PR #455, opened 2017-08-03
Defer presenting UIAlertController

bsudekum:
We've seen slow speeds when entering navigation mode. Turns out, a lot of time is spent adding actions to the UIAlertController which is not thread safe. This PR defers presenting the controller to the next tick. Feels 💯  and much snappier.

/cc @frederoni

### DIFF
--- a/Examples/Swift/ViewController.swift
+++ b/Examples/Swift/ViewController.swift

================================

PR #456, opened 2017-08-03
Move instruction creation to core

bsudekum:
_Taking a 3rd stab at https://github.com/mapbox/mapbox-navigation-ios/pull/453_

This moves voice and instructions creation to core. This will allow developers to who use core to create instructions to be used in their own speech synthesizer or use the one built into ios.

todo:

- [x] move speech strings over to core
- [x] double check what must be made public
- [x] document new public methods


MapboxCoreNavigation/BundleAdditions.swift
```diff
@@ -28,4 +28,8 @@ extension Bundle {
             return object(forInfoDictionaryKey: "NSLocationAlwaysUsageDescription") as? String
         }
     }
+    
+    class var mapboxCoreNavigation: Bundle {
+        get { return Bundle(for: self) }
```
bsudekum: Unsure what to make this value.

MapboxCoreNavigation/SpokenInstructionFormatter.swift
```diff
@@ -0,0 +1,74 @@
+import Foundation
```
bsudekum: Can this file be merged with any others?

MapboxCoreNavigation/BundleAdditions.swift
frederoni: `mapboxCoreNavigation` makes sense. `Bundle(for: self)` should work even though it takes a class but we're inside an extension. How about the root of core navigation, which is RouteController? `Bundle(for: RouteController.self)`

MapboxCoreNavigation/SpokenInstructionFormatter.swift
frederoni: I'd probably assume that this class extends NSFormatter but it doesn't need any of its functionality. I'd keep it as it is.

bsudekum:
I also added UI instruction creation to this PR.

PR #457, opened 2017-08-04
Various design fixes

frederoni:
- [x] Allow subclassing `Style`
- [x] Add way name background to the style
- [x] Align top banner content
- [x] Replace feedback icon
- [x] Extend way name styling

================================

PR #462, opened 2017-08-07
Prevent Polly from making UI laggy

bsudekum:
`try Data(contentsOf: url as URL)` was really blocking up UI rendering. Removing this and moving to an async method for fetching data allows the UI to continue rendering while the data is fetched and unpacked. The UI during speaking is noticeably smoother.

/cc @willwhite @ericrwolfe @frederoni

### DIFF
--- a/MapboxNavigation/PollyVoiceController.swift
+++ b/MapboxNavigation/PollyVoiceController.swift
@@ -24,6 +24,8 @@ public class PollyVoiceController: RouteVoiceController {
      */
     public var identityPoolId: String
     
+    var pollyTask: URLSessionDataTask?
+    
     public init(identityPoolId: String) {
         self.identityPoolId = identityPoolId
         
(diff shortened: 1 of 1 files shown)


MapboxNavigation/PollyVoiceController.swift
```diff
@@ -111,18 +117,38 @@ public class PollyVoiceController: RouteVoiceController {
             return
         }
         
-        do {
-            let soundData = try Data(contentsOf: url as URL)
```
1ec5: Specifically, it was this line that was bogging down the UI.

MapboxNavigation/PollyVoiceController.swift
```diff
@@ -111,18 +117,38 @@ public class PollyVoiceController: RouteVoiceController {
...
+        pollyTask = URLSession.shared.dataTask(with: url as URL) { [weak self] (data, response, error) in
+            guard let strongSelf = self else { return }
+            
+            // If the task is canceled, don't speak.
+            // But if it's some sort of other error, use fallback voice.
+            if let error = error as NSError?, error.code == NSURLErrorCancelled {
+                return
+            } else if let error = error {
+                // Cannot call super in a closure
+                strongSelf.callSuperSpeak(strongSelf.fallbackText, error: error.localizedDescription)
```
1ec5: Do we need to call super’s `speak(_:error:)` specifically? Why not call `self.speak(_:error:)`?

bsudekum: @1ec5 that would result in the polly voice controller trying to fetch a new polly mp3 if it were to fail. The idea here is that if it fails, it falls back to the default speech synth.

================================

REQUIRED WORK
Within the entries, find each line holding the string "need". Reply with how many there are, as a number alone.

REPLY
2